What is being asked: Copy out the entries below exactly as they stand, but only from the line containing "PR #1564, opened 2023-07-11" through the line containing "which conditionally includes".

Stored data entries
*** Block opens ***
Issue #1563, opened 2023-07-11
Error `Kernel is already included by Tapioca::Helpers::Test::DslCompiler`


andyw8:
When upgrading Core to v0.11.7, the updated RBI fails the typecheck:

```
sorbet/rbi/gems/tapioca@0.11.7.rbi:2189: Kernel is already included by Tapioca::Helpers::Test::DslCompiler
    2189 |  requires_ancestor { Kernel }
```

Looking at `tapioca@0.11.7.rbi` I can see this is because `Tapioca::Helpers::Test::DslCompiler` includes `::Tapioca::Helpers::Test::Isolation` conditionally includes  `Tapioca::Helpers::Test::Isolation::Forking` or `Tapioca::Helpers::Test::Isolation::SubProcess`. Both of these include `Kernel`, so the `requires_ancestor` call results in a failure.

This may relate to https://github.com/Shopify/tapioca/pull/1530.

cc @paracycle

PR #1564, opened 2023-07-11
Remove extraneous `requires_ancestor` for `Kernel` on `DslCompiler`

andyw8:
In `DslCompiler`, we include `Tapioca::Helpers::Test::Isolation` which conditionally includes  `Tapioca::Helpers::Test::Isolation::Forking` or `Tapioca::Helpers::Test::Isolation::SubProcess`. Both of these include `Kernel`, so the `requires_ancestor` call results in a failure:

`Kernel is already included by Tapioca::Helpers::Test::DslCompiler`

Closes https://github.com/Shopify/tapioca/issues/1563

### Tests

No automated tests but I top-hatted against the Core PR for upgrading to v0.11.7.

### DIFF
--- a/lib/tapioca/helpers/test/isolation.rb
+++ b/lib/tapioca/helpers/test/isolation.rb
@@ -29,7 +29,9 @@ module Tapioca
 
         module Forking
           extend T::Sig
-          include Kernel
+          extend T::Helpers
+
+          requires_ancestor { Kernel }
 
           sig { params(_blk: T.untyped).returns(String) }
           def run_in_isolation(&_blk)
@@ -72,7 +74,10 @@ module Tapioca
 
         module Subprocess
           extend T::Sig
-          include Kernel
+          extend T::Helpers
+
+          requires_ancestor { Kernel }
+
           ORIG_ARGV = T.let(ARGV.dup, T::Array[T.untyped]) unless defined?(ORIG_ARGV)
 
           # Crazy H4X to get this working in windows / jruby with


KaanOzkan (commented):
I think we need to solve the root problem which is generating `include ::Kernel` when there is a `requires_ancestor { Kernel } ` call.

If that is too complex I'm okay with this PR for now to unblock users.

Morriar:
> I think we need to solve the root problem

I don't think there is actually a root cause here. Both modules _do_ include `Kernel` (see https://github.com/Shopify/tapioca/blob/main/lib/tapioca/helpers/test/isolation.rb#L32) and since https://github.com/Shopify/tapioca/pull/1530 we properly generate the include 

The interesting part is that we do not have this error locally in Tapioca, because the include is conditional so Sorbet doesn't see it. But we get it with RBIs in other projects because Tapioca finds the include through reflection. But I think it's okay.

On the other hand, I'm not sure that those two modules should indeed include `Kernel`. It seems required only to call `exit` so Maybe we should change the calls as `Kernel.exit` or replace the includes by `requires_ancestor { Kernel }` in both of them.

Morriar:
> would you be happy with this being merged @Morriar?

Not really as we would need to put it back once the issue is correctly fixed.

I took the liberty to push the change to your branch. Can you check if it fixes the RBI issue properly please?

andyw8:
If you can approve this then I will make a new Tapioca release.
*** Block closes ***
Output of the exercise:
PR #1564, opened 2023-07-11
Remove extraneous `requires_ancestor` for `Kernel` on `DslCompiler`

andyw8:
In `DslCompiler`, we include `Tapioca::Helpers::Test::Isolation` which conditionally includes  `Tapioca::Helpers::Test::Isolation::Forking` or `Tapioca::Helpers::Test::Isolation::SubProcess`. Both of these include `Kernel`, so the `requires_ancestor` call results in a failure:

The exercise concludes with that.